Understanding the implementation of Euclid's Algorithm for GCF in Python

Question

Euclid's Algorithm for GCF of two numbers is: GCF(a, b)=GCF(b, a mod b). I have seen this implemented in Python as follows:

def gcf(a, b):
    return b and gcf(b, a%b) or a

I don't understand how to parse this function or specifically how boolean logic is applied to integers. For example, gcf(42, 56) = 14. When I walk through it, I see that eventually the recursive part returns zero. I follow that 0 or n == n and 0 and n == 0. However, once I have a pair of non-zero integers being compared with and/or logic, I don't understand what happens and why.

Can someone walk me through this function?

Answer 1

Python boolean operators 'or' and 'and' don't return boolean values.
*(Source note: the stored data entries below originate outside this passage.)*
PR #248, opened 2025-03-21
feat: Add http methods required for migrating to new platform version

joe-yeager:
## Description and Context

Updates the methods used for migration to use the new V2 endpoints for the new platform versions, and add new endpoints as needed.


api/projects.ts
```diff
@@ -351,10 +403,21 @@ export function migrateApp(
...
 ): HubSpotPromise<PollAppResponse> {
+  // TODO: This is a WIP, we need to wait for the BE team to implement it for the new platform version
+  if (
+    targetPlatformVersion === PLATFORM_VERSIONS.unstable ||
+    targetPlatformVersion === PLATFORM_VERSIONS.v2025_2
+  ) {
+    return http.get<PollAppResponse>(accountId, {
+      url: `${MIGRATIONS_API_PATH_V2}/migrations/${id}`,
+    });
+  }
```
joe-yeager, line 417: Waiting on the BE team to implement this endpoint and then I will update the URL and the Response shape

brandenrodgers (approved):

PR #249, opened 2025-03-25
Support `hs account` bucket refactor

kemmerle:
## Description and Context

This PR adds functions that support refactoring the `hs account` bucket to account for `.hsaccount` override files with the new config. 

## Screenshots
See https://github.com/HubSpot/hubspot-cli/pull/1407

## TODO

- [ ] Address feedback

## Who to Notify

### DIFF
--- a/config/index.ts
+++ b/config/index.ts
@@ -244,9 +244,8 @@ export function getConfigDefaultAccount(): string | number | null | undefined {
 export function getDisplayDefaultAccount(): string | number | null | undefined {
   if (CLIConfiguration.isActive()) {
     return CLIConfiguration.config?.defaultAccount;
-  } else {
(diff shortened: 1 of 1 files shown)


config/index.ts
```diff
@@ -241,6 +241,18 @@ export function getConfigDefaultAccount(): string | number | null | undefined {
   return config_DEPRECATED.getConfigDefaultAccount();
 }
 
+export function getDisplayDefaultAccount(
+  isOverride: boolean
```
camden11, line 245: Could you simplify this by removing the `isOverride` option and just calling `getConfigDefaultAccount` when you need the overridden account?

camden11 (approved):

PR #252, opened 2025-04-02
Add timeout to HubSpotHttpError

camden11:
## Description and Context
This adds the `timeout` field from `AxiosError` to `HubSpotHttpError`, so that the CLI can check it and determine if timeouts were caused by the config default timeout.

## Who to Notify


kemmerle (approved):
LGTM!

joe-yeager (approved):

PR #254, opened 2025-04-04
Dynamic config migrations

camden11:
## Description and Context
In an attempt to not let the config revamp work get too stale, I've updated the `dynamic-config` branch to apply the new config logic to @kemmerle's migration work. The fact that the global and deprecated config are both converted to the same object shape makes merging them much simpler. Like the rest of the config revamp work, this will be breaking for the CLI, but we'll cross that bridge when we get there

Note: merging this into my `dynamic-config` branch, not main

## Who to Notify

@kemmerle @brandenrodgers @joe-yeager

### DIFF
--- a/config/migrate.ts
+++ b/config/migrate.ts
@@ -18,7 +18,7 @@ import {
 } from './utils';
 import { ValueOf } from '../types/Utils';
 
-function getConfigAtPath(path: string): HubSpotConfig {
+export function getConfigAtPath(path: string): HubSpotConfig {
   const configFileSource = readConfigFile(path);
 
   return parseConfig(configFileSource);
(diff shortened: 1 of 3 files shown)


config/migrate.ts
```diff
@@ -1,218 +1,119 @@
...
+      DEFAULT_CMS_PUBLISH_MODE,
+      HTTP_TIMEOUT,
+      ENV,
+      HTTP_USE_LOCALHOST,
+      ALLOW_USAGE_TRACKING,
+      DEFAULT_ACCOUNT,
+    ] as const;
+
+    propertiesToCheck.forEach(prop => {
+      if (toConfig[prop] !== fromConfig[prop]) {
```
brandenrodgers, line 68: The from config value could be undefined here (I think). Should we only count it as a conflict if it has a value?

camden11: Oh yes good call

brandenrodgers (approved):
This was the first time I've seen the `||=` operator. That's pretty neat

PR #255, opened 2025-04-08
chore: Update to async endpoints

joe-yeager:
## Description and Context

Updates the types as needed to account for the new APIs

### DIFF
--- a/api/projects.ts
+++ b/api/projects.ts
@@ -9,9 +9,6 @@ import {
   FetchPlatformVersionResponse,
   WarnLogsResponse,
   UploadIRResponse,
-  ListAppsResponse,
-  InitializeMigrationResponse,
-  ContinueMigrationResponse,
 } from '../types/Project';
 import { Build, FetchProjectBuildsResponse } from '../types/Build';
 import {
@@ -23,9 +20,7 @@ import {
   MigrateAppResponse,
   CloneAppResponse,
   PollAppResponse,
-  MigrationStatus,
 } from '../types/Migration';
-import { PLATFORM_VERSIONS } from '../constants/projects';
 
 const PROJECTS_API_PATH = 'dfs/v1/projects';
 const DEVELOPER_FILE_SYSTEM_PATH = 'dfs/v1';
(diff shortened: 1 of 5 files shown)


types/Migration.ts
```diff
@@ -7,6 +7,8 @@ export const MIGRATION_STATUS = {
   PREPARING: 'PREPARING',
   PENDING: 'PENDING',
   SUCCESS: 'SUCCESS',
+  IN_PROGRESS: 'IN_PROGRESS',
+  INPUT_REQUIRED: 'INPUT_REQUIRED',
```
joe-yeager, line 11: I'm curious if anyone else has encountered this issue, but importing this object in the CLI breaks the `ts-node` execution that we use to run commands locally.  I.E. if you import this object in a command (say hs app migrate) and then try to run `yarn hs app migrate` you get:

```
import { ValueOf } from './Utils';
^^^^^^

SyntaxError: Cannot use import statement outside a module

```

I haven't really had the time to look into the cause, but that's a head scratched.  It appears to be the `as const` syntax

api/projects.ts
```diff
@@ -347,31 +348,36 @@ export async function listAppsForMigration(
   });
 }
 
-export async function beginMigration(
+function mapPlatformVersionToEnum(platformVersion: string): string {
```
brandenrodgers, line 351: Would we be future proofing ourselves by putting this logic somewhere else? If we limit the amount of logic that happens in these api utils, we won't have to worry about making (potentially breaking) logic changes down the road.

They return one of the values they are comparing.

0 or n - returns n

0 and n - returns 0

a and b or c is just a trick to implement the (a ? b : c) syntax in C.

Read section 4.6 of Dive into Python for a great description of python's boolean operations and this trick.

Answer 2

In your case, the call stack will look like this:

gcf(42, 56)
gcf(56, 42) // since b was non-zero, will recurse and pass 42 % 56 (=42) as second arg
gcf(42, 14) // since b was non-zero, will recurse and pass 56 % 42 (=14) as second arg
gcf(14, 0) // since b was non-zero, will recurse and pass 42 % 14 (=0) as second arg
return a // since b was zero, will just return a (14)

This will pop all the way to the top. In python, the and will return the number and not a boolean, which is why popping up returns the result and not a 1/true.